Passamos o primeiro dia inteiro perseguindo o nascer do sol em Padar. A trilha começou cedo, botas esmagando cascalho vulcânico, mas a vista do alto — aquela baía curva de areia branca emoldurada por morros recortados — compensou cada passo. No meio da manhã, estávamos de volta ao barco, navegando em direção à Vila Komodo. O guarda florestal levou nosso pequeno grupo pela floresta seca, apontando dragões tomando sol no caminho. Um macho enorme estava estendido, a língua tremeluzindo, sem se impressionar. Mais tarde, nadamos na Pink Beach, onde a areia realmente brilha em um suave tom de coral, especialmente quando agitada pela maré.

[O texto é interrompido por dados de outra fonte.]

PR #304, opened 2016-01-27
Adding the ability to toggle anti-aliasing

pjreed:
Now there's a checkbox under the "View" menu that will toggle whether
anti-aliasing is applied to the canvas.  In some situations this will
make the display look much prettier at a slight performance cost.


pjreed:
Before and after screenshots:
mapviz_20160127t231559_675467
mapviz_20160127t231604_524579

PR #305, opened 2016-01-28
Enable QPainter antialiasing

pjreed:
This depends on #303 and #304 and should be merged after both of them.

After turning on QPainter support, there are a few extra flags that have to be set for anti-aliasing to work with it.


pjreed:
Going to remake this merge request to work around conflicts.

A configuração de cabine única do Santemako significava que estávamos só nós — um casal celebrando uma data especial — e a tripulação. A cabine, aconchegada na popa, tinha portas grossas de madeira que barravam o ruído, uma cama de casal apropriada com colchão firme e um pequeno abajur de leitura posicionado sobre o travesseiro. O chuveiro privativo tinha boa pressão, o que fazia diferença depois de um dia de trilha e snorkel. As refeições eram servidas no convés superior: peixe grelhado com sambal, salada de mamão, bananas fritas. Lembro-me de sentar de pernas cruzadas na esteira, vendo o céu virar laranja enquanto ancorávamos perto da Ilha Kalong, onde milhares de morcegos-da-fruta saíam dos manguezais ao anoitecer.

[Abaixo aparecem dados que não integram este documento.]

PR #312, opened 2016-02-02
Removing extraneous calls to MapCanvas::update()

pjreed:
Now that update() is being called automatically at a rate of 50 Hz, the explicit calls in many locations are unnecessary.  It was also possible for it to be called in some of these locations from a non-main thread, which is invalid and could cause crashes.

Also, there was an extra call to glPopMatrix() that did not have a matching glPushMatrix().  It didn't seem to be hurting anything, but I removed it.


evenator:
We should also port this to Jade

PR #328, opened 2016-02-15
Image issue

nick-alton:
Added functionality that unsubscribes/subscribes an image or disparity topic when the respective plugin is hidden.


pjreed:
It looks like this is properly unsubscribing when an image topic is hidden, but if the image plugin is initialized hidden, it subscribes anyway.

O terceiro dia começou com uma deriva lenta sobre o banco de areia de Taka Makassar. Parecia uma miragem — um longo dedo de areia branca surgindo do azul profundo. Caminhamos descalços com água pelos joelhos, rindo do quanto aquele lugar parecia vasto e vazio. Depois, uma rápida parada em Kanawa, onde o recife descia abruptamente e avistamos um pequeno tubarão-de-ponta-preta perto das cabeças de coral. O tender do barco nos levou de volta em etapas enquanto nuvens se juntavam. Quando chegamos ao porto de Labuan Bajo, a tripulação já havia arrumado nossas malas e preparado toalhas frias.
Com 23 metros e construído em 2022, o Santemako não é o maior phinisi por aí, mas também não precisava ser. O espaço no convés parecia generoso, com espreguiçadeiras sombreadas à frente e um banco dobrável na popa. A tripulação se movia em silêncio, antecipando sem ficar em cima. Certa noite, o capitão apontou a constelação de Órion pelo cordame. Sem música, sem motor — só o barco balançando suavemente numa baía perto de Sebayur. Adormeci com o som da água batendo no casco, algo que ainda escuto quando fecho os olhos.